I tried to use ctx.mkExist in the fixedpoint, howwever, it occurs error said "contains recursive predicate", I don't know why? and How to use ctx.MkExists in fixedpoint?For example: exist (lamda real) that lamb>=0 AND inv(c,i) AND phi(c+lamb,i) => phi(c,i)
using (Context ctx = new Context())
{
var s = ctx.MkFixedpoint();
IntSort B = ctx.IntSort;
BoolSort T = ctx.BoolSort;
RealSort R = ctx.RealSort;
FuncDecl phi = ctx.MkFuncDecl("phi", new Sort[] { R,B }, T);
s.RegisterRelation(phi);
FuncDecl Inv = ctx.MkFuncDecl("inv", new Sort[] { R, B }, T);
s.RegisterRelation(Inv);
RealExpr c= (RealExpr)ctx.MkBound(0, R);
IntExpr i = (IntExpr) ctx.MkBound(1, B);
Expr[] InvArg=new Expr[2];
InvArg[0] = ctx.MkConst("inv0" , Inv.Domain[0]);
InvArg[1] = ctx.MkConst("inv1", Inv.Domain[1]);
Expr invExpr = ctx.MkImplies(ctx.MkOr(
ctx.MkAnd(ctx.MkEq(InvArg[1], ctx.MkInt(0)), ctx.MkGe((RealExpr)InvArg[0], ctx.MkReal(0))),
ctx.MkAnd(ctx.MkEq(InvArg[1], ctx.MkInt(1)), ctx.MkGe((RealExpr)InvArg[0], ctx.MkReal(2)))
),
(BoolExpr)Inv[InvArg]);
Quantifier invQ = ctx.MkForall(InvArg, invExpr, 1);
s.AddRule(invQ);
RealExpr[] lamb = new RealExpr[1];
lamb[0] = ctx.MkRealConst("lamb");
Expr existExpr = ctx.MkAnd(
(BoolExpr)Inv[c,i],
(BoolExpr)phi[ctx.MkAdd(c,lamb[0]),i],
ctx.MkGe(lamb[0], ctx.MkReal(0)));
BoolExpr t= ctx.MkExists(lamb, existExpr, 1);
s.AddRule(ctx.MkImplies(t,(BoolExpr)phi[c,i]));
}
sometimes, there is an error said "AccessViolationException was unhandlered,Attempted to read or write protected memory.
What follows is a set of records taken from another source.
PR #689, opened 2021-12-17
scripts: add utility for marking Aliyun images public

miabbott:
Frustratingly, replicated copies of a public image in Aliyun do not
inherit the publicly available properties of the original image. So we
have to go back and mark the images as public after they have been
replicated.
    
I opted for a smaller utility script for this, rather than trying to
overload the already ballooning `upload-ami` script.
    
Requires openshift/os#688

### DIFF
--- a/scripts/make_aliyun_public
+++ b/scripts/make_aliyun_public
@@ -1,0 +1,69 @@
+#!/usr/bin/python3 -u
+
+# This is a utility script to mark all the Aliyun images that have been
+# replicated across regions as publicly available images. It assumes that
+# meta.json has been updated with replicated regions + image IDs. It also
+# assumes that you want to make all images in all regions public.
+
+import argparse
+import json
+import subprocess
+import sys
+
+from upload_ami import get_aliyun_endpoint
+
+ALIYUN = 'aliyun'
+cloud = ALIYUN
+
+def main():
+    parser = argparse.ArgumentParser()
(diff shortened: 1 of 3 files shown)


scripts/make_aliyun_public
```diff
@@ -0,0 +1,69 @@
...
+
+ALIYUN = 'aliyun'
+cloud = ALIYUN
+
+def main():
+    parser = argparse.ArgumentParser()
+    parser.add_argument('--build', help="Build ID to use")
+    args = parser.parse_args()
+
+    arch = subprocess.check_output(["cosa", "basearch"], text='UTF-8').strip()
```
cgwalters, line 23: But since this is a new script that depends on coreos-assembler, we could just put it in cosa right now right?  `cosa aliyun-make-public` or so?

miabbott: Yeah! That makes sense, I can move this functionality over there.

miabbott:
/hold

Going to pursue moving this to `cosa`

miabbott:
/close

See:  coreos/coreos-assembler#2648,  coreos/coreos-assembler#2662,  coreos/coreos-assembler#2670

miabbott:
/close

See: coreos/coreos-assembler#2648, coreos/coreos-assembler#2662, coreos/coreos-assembler#2670

PR #690, opened 2021-12-17
upload-ami: Extend blurb about how things should go into coreos-assembler

cgwalters:
Motivated by recent Aliyun additions; adding stuff like that here
makes it harder to do Aliyun stuff with FCOS *and* breaks the model
that this repo is the definition of the OS, not the pipeline to
build the OS.

### DIFF
--- a/scripts/upload-ami
+++ b/scripts/upload-ami
@@ -1,8 +1,13 @@
 #!/usr/bin/python3 -u
 
-# Wraps coreos-assembler buildextend-aws which itself wraps `ore aws upload`,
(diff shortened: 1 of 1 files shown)


cgwalters:
The other big thing we actually should do I think is only make AMIs or equivalent public *at the time we go to bump the installer bootimage*.  That would drop the need for "make things public" logic in this script and the RHCOS pipeline by default.  (And a "make all the AMIs public" logic could go in coreos-assembler too, factored out from plume if it's doing that)

jlebon:
/lgtm

Folding this whole script into cosa could be a nice project for someone wanting to get familiar with it.

PR #733, opened 2022-03-02
s390x: Temporary fix for cpictl permissions

jschintag:
Fix file permission for cpictl until fix is backported to RHEL 8.6
https://bugzilla.redhat.com/show_bug.cgi?id=2024102

### DIFF
--- a/manifest.yaml
+++ b/manifest.yaml
@@ -97,6 +97,13 @@ postprocess:
      EOF
      fi
 
+     # TEMPORARY: Fix file permission for cpictl until fix is backported to RHEL 8.6
+     # See https://bugzilla.redhat.com/show_bug.cgi?id=2024102
+     if [ "$(uname -m)" == "s390x" ]; then
+     [ "$(stat -c '%a' /usr/lib/s390-tools/cpictl)" == "755" ] && echo "Permission for /usr/lib/s390-tools/cpictl is fixed, remove temporary hack"
+     chmod 755 /usr/lib/s390-tools/cpictl
+     fi
+
      # Nuke network.service from orbit
      # https://github.com/openshift/os/issues/117
      rm -rf /etc/rc.d/init.d/network /etc/rc.d/rc*.d/*network


miabbott:
@jschintag do we have any way of tracking the progress of the backport?

jschintag:
@micah Good point, we should probably have a rhcos issue/bugzilla to track the progress and reference that in the denylist instead. Does it make more sense to do a issue or a bugzilla?

miabbott:
> @micah Good point, we should probably have a rhcos issue/bugzilla to track the progress and reference that in the denylist instead. Does it make more sense to do a issue or a bugzilla?

Following the breadcrumbs, it looks `s390utils` was fixed as part of https://bugzilla.redhat.com/show_bug.cgi?id=2024102

We should request a backport to 8.6 from that BZ and see if it is granted.

cgwalters:
I think I'd be more in favor of just adding a `chmod u-w` in our postprocess scripts for now and a reminder to ourselves to remove it later.

miabbott:
> I think I'd be more in favor of just adding a `chmod u-w` in our postprocess scripts for now and a reminder to ourselves to remove it later.

Great idea!   @jschintag do you want to handle that?

cgwalters:
One thing to bear in mind is that while the original BZ around group write permissions is valid as a general rule, the ostree read-only bind mount would prevent any attempt by users in the `root` group to actually write, and I suspect SELinux would too.

jschintag:
> > I think I'd be more in favor of just adding a `chmod u-w` in our postprocess scripts for now and a reminder to ourselves to remove it later.
> 
> Great idea! @jschintag do you want to handle that?

@miabbott Sure, that sounds like an even better way to unblock s390x for now. I'll work on that today. And reuse this PR. Waste not want not or so.


> One thing to bear in mind is that while the original BZ around group write permissions is valid as a general rule, the ostree read-only bind mount would prevent any attempt by users in the `root` group to actually write, and I suspect SELinux would too.

@cgwalters If the file permissions don't actually matter, i would question why we have a test dedicated to making sure they are okay?

jschintag:
I switched this PR from snoozing to hacking/fixing.

micah:
On 2022-03-02 07:35:46, Jan Schintag wrote:
> @micah Good point, we should probably have a rhcos issue/bugzilla to
> track the progress and reference that in the denylist instead. Does it
> make more sense to do a issue or a bugzilla?

FYI - @micah is not Micah Abbott, who you are trying to get.

jschintag:
Ups, sorry.

cgwalters:
> @cgwalters If the file permissions don't actually matter, i would question why we have a test dedicated to making sure they are okay?

One reason is that these permissions actually matter a lot in a default OpenShift *container*, because for historical reasons the unprivileged user is in the root group.  In that scenario, there's no ostree read-only bind mount and SELinux only applies outside the container.

There are also people using traditional RHEL host systems (i.e. no ostree read only bind mount) and who have disabled SELinux (to claw back 1-2% of performance or other reasons) and then both those protective layers are stripped away.

jschintag:
Thanks for the background information @cgwalters

manifest.yaml
```diff
@@ -97,6 +97,12 @@ postprocess:
      EOF
      fi
 
+     # TEMPORARY: Fix file permission for cpictl until fix is backported to RHEL 8.6
+     # See https://bugzilla.redhat.com/show_bug.cgi?id=2024102
+     if [ "$(uname -m)" == "s390x" ]; then
+     chmod 755 /usr/lib/s390-tools/cpictl
+     fi
+
```
miabbott, line 105: I'd suggest enhancing this to check if the permissions are set correctly before applying this workaround. Maybe emit a message too, so we can know when we can remove the workaround.

jschintag: I added a check for this. I would also like to reserve the right to miss that message in between all the output of a `cosa build` unless i specifically search for it.

PR #735, opened 2022-03-02
honor COSA_DIR env var

cheesesashimi:
To make Prow CI a bit more friendly, this script should honor the `$COSA_DIR` env var so that the dir can be specified from outside of this script.


cgwalters (approved):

This is often an indication that other memory is corrupt." when running to ctx.MkExists()
The fixedpoint solver only supports universal quantifiers at the top-level. You should rewrite the rule as follows:
s.AddRule(ctx.MkForall(lamb,
ctx.MkImplies((BoolExpr)existExpr,(BoolExpr)phi[c,i])));
Z3 should ideally not result in any access violation. This is typically indicating a bug. I would really appreciate repros for such bugs when/if you encounter them.